[PROVIDED RECORDS Boundary: Start]

PR #568, opened 2026-03-05
Initial adjuncts RFC

donaldgray:


docs/rfcs/0006-adjuncts.md
```diff
@@ -0,0 +1,348 @@
...
+                        "iiifLink": "annotations"
+                    }
+                ]
+            }
+        }
+    ]
+}
+```
+
+The above payload is an instruction to ingest asset `one`, containing 2 adjuncts: `mets.xml` and `annotation-page`. These are Canvas level adjuncts.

[PROVIDED RECORDS Boundary: End]

* _WORK TASK_: Output, and output only, the lines from the one containing "Initial adjuncts RFC" through the last line of the data above.

* _WRITTEN REPLY_:
Initial adjuncts RFC

donaldgray:


docs/rfcs/0006-adjuncts.md
```diff
@@ -0,0 +1,348 @@
...
+                        "iiifLink": "annotations"
+                    }
+                ]
+            }
+        }
+    ]
+}
+```
+
+The above payload is an instruction to ingest asset `one`, containing 2 adjuncts: `mets.xml` and `annotation-page`. These are Canvas level adjuncts.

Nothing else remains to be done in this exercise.